I got it to work. First of all I added debug to the auth_common file:
auth sufficient pam_krb5.so try_first_pass debug
When I logged in with an invalid password, I saw this message in /var/log/messages"
Authentication failure (Looping detected inside krb5_get_in_tkt)
I went here http://web.mit.edu/kerberos/
to get the kerberos source code. When I unpacked all the files, I found file "get_in_tkt.c'. I looked at the source code and found this line:
#define MAX_IN_TKT_LOOPS 16
I changed the 16 to a 2 and did the normal "./config" "./make" "./make install" which installed new kerberos lib files in /usr/local/lib.

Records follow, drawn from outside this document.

PR #646, opened 2017-01-05
Perfect json content

q384566678:

### DIFF
--- a/schema/config-linux.json
+++ b/schema/config-linux.json
@@ -89,7 +89,10 @@
                                 "id": "https://opencontainers.org/schema/bundle/linux/resources/pids/limit",
                                 "$ref": "defs.json#/definitions/int64"
                             }
-                        }
+                        },
+                        "required": [
+                            "limit"
+                        ]
                     },
                     "blockIO": {
                         "id": "https://opencontainers.org/schema/bundle/linux/resources/blockIO",
@@ -222,7 +225,11 @@
                                         "limit": {
                                             "$ref": "defs.json#/definitions/uint64"
                                         }
-                                    }
+                                    },
+                                    "required": [
+                                        "pageSize",
+                                        "limit"
+                                    ]
                                 }
                             },
                             {
--- a/schema/config-schema.json
+++ b/schema/config-schema.json
@@ -59,6 +59,9 @@
             "description": "Configures the container's root filesystem.",
             "id": "https://opencontainers.org/schema/bundle/root",
             "type": "object",
+            "required": [
+                "path"
+            ],
             "properties": {
                 "path": {
                     "id": "https://opencontainers.org/schema/bundle/root/path",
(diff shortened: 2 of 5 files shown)


specs-go/config.go
```diff
@@ -17,7 +17,7 @@ type Spec struct {
 	// Mounts configures additional mounts (on top of Root).
 	Mounts []Mount `json:"mounts,omitempty"`
 	// Hooks configures callbacks for container lifecycle events.
-	Hooks Hooks `json:"hooks"`
+	Hooks Hooks `json:"hooks,omitempty"`
```
wking: This is covered in #427.

specs-go/state.go
```diff
@@ -13,5 +13,5 @@ type State struct {
 	// BundlePath is the path to the container's bundle directory.
 	BundlePath string `json:"bundlePath"`
 	// Annotations are the annotations associated with the container.
-	Annotations map[string]string `json:"annotations"`
+	Annotations map[string]string `json:"annotations,omitempty"`
```
wking: The in-flight #507 is adding the associated REQUIRED and OPTIONAL wording to `runtime.md`.

schema/config-linux.json
```diff
@@ -89,7 +89,10 @@
                                 "id": "https://opencontainers.org/schema/bundle/linux/resources/pids/limit",
                                 "$ref": "defs.json#/definitions/int64"
                             }
-                        }
+                        },
+			"required": [
```
wking: Inconsistent indent.  Try running `make fmt` from the `schema` directory.

schema/config-schema.json
```diff
@@ -97,6 +118,10 @@
                 "user": {
                     "id": "https://opencontainers.org/schema/bundle/process/user",
                     "type": "object",
+                    "required": [
+			"uid",
+			"gid"
```
wking: These are [only required on Linux/Solaris][1], and there's no way to enforce that constraint in JSON Schema without some serious `oneOf` hoop-jumping.

[1]: https://github.com/opencontainers/runtime-spec/blob/ced3365b4d5856371a61cb9b0f9c2e69c3163643/config.md#linux-and-solaris-user

schema/config-schema.json
```diff
@@ -170,8 +195,6 @@
         "ociVersion",
         "platform",
         "process",
-        "root",
-        "mounts",
-        "hooks"
```
wking: Removing `hooks` is covered by the in-flight #427.

specs-go/state.go
q384566678: Since it is optional, it should not be so modified?

wking: Adding `omitempty` (as you do here and as #507 does not do) makes sense.  Adding REQUIRED/OPTIONAL to the Markdown spec (as #507 does and you do not do here) also makes sense.  Once both PRs land, we'll be in the right place ;).

crosbymichael:
LGTM

mrunalp:
LGTM

PR #647, opened 2017-01-05
config-linux: Add restriction for duplicated device path

Mashimiao:
I think runtime should generate an error, if devices has duplicated device path.
Because we don't know which one is really needed.

Signed-off-by: Ma Shimiao <njmiaoge@126.com>

### DIFF
--- a/config-linux.md
+++ b/config-linux.md
@@ -115,11 +115,14 @@ Each entry has the following structure:
 * **`type`** *(string, REQUIRED)* - type of device: `c`, `b`, `u` or `p`.
   More info in [mknod(1)][mknod.1].
 * **`path`** *(string, REQUIRED)* - full path to device inside container.
+  If a [file][file.1] already exists at `path` that does not match the requested device, the runtime MUST generate an error.
 * **`major, minor`** *(int64, REQUIRED unless **`type`** is `p`)* - [major, minor numbers][devices] for the device.
 * **`fileMode`** *(uint32, OPTIONAL)* - file mode for the device.
   You can also control access to devices [with cgroups](#device-whitelist).
 * **`uid`** *(uint32, OPTIONAL)* - id of device owner.
 * **`gid`** *(uint32, OPTIONAL)* - id of device group.
+
+The same `type`, `major` and `minor` SHOULD NOT be used for multiple devices.
 
 ###### Example
 
@@ -608,6 +611,7 @@ The values MUST be absolute paths in the [container namespace][container-namespa
 [cgroup-v2]: https://www.kernel.org/doc/Documentation/cgroup-v2.txt
 [devices]: https://www.kernel.org/doc/Documentation/devices.txt
 [devpts]: https://www.kernel.org/doc/Documentation/filesystems/devpts.txt
+[file.1]: http://pubs.opengroup.org/onlinepubs/9699919799/basedefs/V1_chap03.html#tag_03_164
 
 [mknod.1]: http://man7.org/linux/man-pages/man1/mknod.1.html
 [mknod.2]: http://man7.org/linux/man-pages/man2/mknod.2.html


config-linux.md
```diff
@@ -121,6 +121,9 @@ Each entry has the following structure:
 * **`uid`** *(uint32, OPTIONAL)* - id of device owner.
 * **`gid`** *(uint32, OPTIONAL)* - id of device group.
 
+If a `devices` contains duplicated devices with same `path`, the runtime MUST generate an error.
```
wking: Duplication in the `devices` array is a subset of this issue, which is that a path in `devices` already exists in the container filesystem being constructed.  Besides an earlier `devices` entry, this could also happen if a file (in the "everything is a file" sense) exists in the `root.path` directory at the target location, although you could also have conflicts sure to `mounts` entries.  I think this line should be under the `path` entry above with text like:

> If a [file][1] already exists at `path` that does not match the requested file, the runtime MUST generate an error instead of creating the requested file.

[1]: http://pubs.opengroup.org/onlinepubs/9699919799/basedefs/V1_chap03.html#tag_03_164

Mashimiao: How about this?
`If a file already exists at `path` that does not match the requested device, the runtime MUST generate an error.`
We don't care what runtime already did now, we need it to generate an error and return.

config-linux.md
```diff
@@ -115,7 +115,9 @@ Each entry has the following structure:
 * **`type`** *(string, REQUIRED)* - type of device: `c`, `b`, `u` or `p`.
   More info in [mknod(1)][mknod.1].
 * **`path`** *(string, REQUIRED)* - full path to device inside container.
+  If a file already exists at `path` that does not match the requested device, the runtime MUST generate an error.
 * **`major, minor`** *(int64, REQUIRED unless **`type`** is `p`)* - [major, minor numbers][devices] for the device.
+  Same `major, minor` for different devices is acceptable, but it is not recommended.
```
wking: Maybe move this back outside the properties list and say something like:

> Using the same `type`, `major`, and `minor` for multiple `devices` entries is allowed but not recommend.

Mashimiao:
On 01/05/2017 10:24 PM, W. Trevor King wrote:
> Maybe move this back outside the properties list and say something like:
> 
>     Using the same |type|, |major|, and |minor| for multiple |devices| entries is allowed but not recommend.

It doesn't matter about duplicated `type`, we can add same `type` devices.
Noting same `type` is not recommended is not correct.

wking:
> It doesn't matter about duplicated `type`, we can add same `type` devices.

You can use the same `major` on multiple devices too.  What we're recommending is that you don't use the same `(type, major, minor)` tuple.

Mashimiao:
On 01/06/2017 09:43 AM, W. Trevor King wrote:
> You can use the same |major| on multiple devices too. What we're recommending is that you don't use the same |(type, major, minor)| tuple.

That's what I don't agree with.
The tuple (type, major, minor) will tell users only when all of the three items are same is not recommended.
Actually, what we don't recommend is same (major,minor) for multiple devices.

wking:
On Thu, Jan 05, 2017 at 05:57:23PM -0800, Ma Shimiao wrote:
> 01/06/2017 09:43 AM, W. Trevor King:
> > You can use the same |major| on multiple devices too. What we're
> > recommending is that you don't use the same |(type, major, minor)|
> > tuple.
> 
> That's what I don't agree with.  The tuple (type, major, minor) will
> tell users only when all of the three items are same is not
> recommended.  Actually, what we don't recommend is same
> (major,minor) for multiple devices.

I don't see any problem with a user creating a c15/0 (/dev/js0,
joystick) and a b15/0 (Sony CD-ROM) in the same ‘devices’ array [1].
Do you?

[1]: https://www.kernel.org/doc/Documentation/admin-guide/devices.txt

Mashimiao:
On 01/06/2017 10:35 AM, W. Trevor King wrote:
> I don't see any problem with a user creating a c15/0 (/dev/js0,
> joystick) and a b15/0 (Sony CD-ROM) in the same ‘devices’ array [1].
> Do you?

Of course not.
I have never said it is a problem.
I just think major,minor represents a device ID, it's better to be unique.
And I just want to recommend users to set them to be unique.
We have no need to care about whether type is same or not.
I'm not sure what do you mean.

wking:
On Thu, Jan 05, 2017 at 06:47:08PM -0800, Ma Shimiao wrote:
> I just think major,minor represents a device ID, it's better to be
> unique.  And I just want to recommend users to set them to be
> unique.  We have no need to care about whether type is same or not.

I'm fine with the uniqueness recommendation (although I'm also fine
without it [1]).  But (major, minor) does not represent a device ID.
In my earlier example [2], both c15/0 and b15/0 have the same majors
and minors, but one is a joystick and the other is a CD-ROM [2].  To
represent a device ID you need the whole (type, major, minor) tuple.

[1]: https://github.com/opencontainers/runtime-tools/pull/297#issuecomment-270441079
[2]: https://github.com/opencontainers/runtime-spec/pull/647#issuecomment-270816836

Mashimiao:
In [major.3](http://man7.org/linux/man-pages/man3/major.3.html), the description says a device ID consist of two parts: major, minor.
In my opinion, As ID, it should be unique. I'm not sure why it is not in Kernel.
I still think let major,minor to be unique is better for devices.
But if @opencontainers/runtime-spec-maintainers object, I can remove it in this PR.

wking:
On Thu, Jan 05, 2017 at 09:24:41PM -0800, Ma Shimiao wrote:
> In major.3, the description says a device ID consist of two parts:
> major, minor.  In my opinion, As ID, it should be unique.

(major, minor) is unique within a given file type.  That type just
gets passed into mknod(2) via a separate argument.

> … I can remove it in this PR.

I'm fine with removing the uniqueness suggestion, but I'm also fine
keeping it as long as the unique object is the full (type, major,
minor) tuple.

Mashimiao:
On 01/06/2017 01:44 PM, W. Trevor King wrote:
> (major, minor) is unique within a given file type. That type just
> gets passed into mknod(2) via a separate argument.

I think it's not.

$ sudo mknod test1 b 15 0
$ sudo mknod test2 b 15 0
$ ll
brw-r--r--  1 root      root       15,   0 Jan  6 13:57 test
brw-r--r--  1 root      root       15,   0 Jan  6 13:57 test2

I can create two node(15, 0) with file type b.

config-linux.md
```diff
@@ -608,6 +610,7 @@ The values MUST be absolute paths in the [container namespace][container-namespa
 [cgroup-v2]: https://www.kernel.org/doc/Documentation/cgroup-v2.txt
 [devices]: https://www.kernel.org/doc/Documentation/devices.txt
 [devpts]: https://www.kernel.org/doc/Documentation/filesystems/devpts.txt
+[file.1]: http://pubs.opengroup.org/onlinepubs/9699919799/basedefs/V1_chap03.html#tag_03_164
```
wking: [Trailing whitespace][1].

[1]: https://travis-ci.org/opencontainers/runtime-spec/jobs/189381782#L293

Mashimiao: fixed, thanks

hqhq:
I agree the recommend against should to the whole (type, major, minor) tuple.

Mashimiao:
I'm not sure how Kernel manage devices currently.
From (here)[http://unix.stackexchange.com/questions/124225/are-the-major-minor-number-unique], it seems identify by type and major,minor is reasonable. But Kernel seems does not work like that.

Mashimiao:

hqhq:
LGTM

Mashimiao:
@mrunalp  @vbatts  @dqminh  PTAL

config-linux.md
```diff
@@ -115,12 +115,15 @@ Each entry has the following structure:
...
   More info in [mknod(1)][mknod.1].
 * **`path`** *(string, REQUIRED)* - full path to device inside container.
+  If a [file][file.1] already exists at `path` that does not match the requested device, the runtime MUST generate an error.
 * **`major, minor`** *(int64, REQUIRED unless **`type`** is `p`)* - [major, minor numbers][devices] for the device.
 * **`fileMode`** *(uint32, OPTIONAL)* - file mode for the device.
   You can also control access to devices [with cgroups](#device-whitelist).
 * **`uid`** *(uint32, OPTIONAL)* - id of device owner.
 * **`gid`** *(uint32, OPTIONAL)* - id of device group.
 
+Using same `type` and `major, minor` for mulitple devices is allowed, but not recommended.
```
wking: Maybe replace:

    `type` and `major, minor`

with:

    `type`, `major`, and `minor`

`major` and `minor` are separate properties, so I don't think we want them in the same monospace span.

wking: And "allowed but not recommended" sound like "SHOULD NOT".

dqminh: also typo at `mulitple`

Mashimiao:
@wking @RobDolinMS  @mrunalp  @hqhq   PTAL

config-linux.md
```diff
@@ -115,12 +115,15 @@ Each entry has the following structure:
...
   More info in [mknod(1)][mknod.1].
 * **`path`** *(string, REQUIRED)* - full path to device inside container.
+  If a [file][file.1] already exists at `path` that does not match the requested device, the runtime MUST generate an error.
 * **`major, minor`** *(int64, REQUIRED unless **`type`** is `p`)* - [major, minor numbers][devices] for the device.
 * **`fileMode`** *(uint32, OPTIONAL)* - file mode for the device.
   You can also control access to devices [with cgroups](#device-whitelist).
 * **`uid`** *(uint32, OPTIONAL)* - id of device owner.
 * **`gid`** *(uint32, OPTIONAL)* - id of device group.
 
+Same `type`, `major` and `minor` SHOULD NOT be used for multiple devices.
```
wking: nit: “Same” → “The same”.  Otherwise a78a4c1 looks good to me.

Mashimiao: fixed, thanks

hqhq:
LGTM

mrunalp:
LGTM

I then went here http://sourceforge.net/projects/pam-krb5/
and got the pam_krb5 source code. I installed with "./configure --with-krb5=/usr/local/lib", "make", "make install" which installed a new pam_krb5.so in /lib/security.
I set up common-auth as:
auth required pam_env.so
auth optional pam_gnome_keyring.so
auth sufficient pam_unix2.so
auth sufficient pam_krb5.so try_first_pass
auth required pam_deny.so
and common-account as:
account sufficient pam_unix2.so
account sufficient pam_krb5.so use_first_pass ignore_unknown_principals
I tried logging in with an invalid password and it only tried the password once before asking for another login.
The only other thing I had to do was on the 64-servers, I copied pam_krb5.so from /lib/security to /lib64/security, and that seemed to work ok.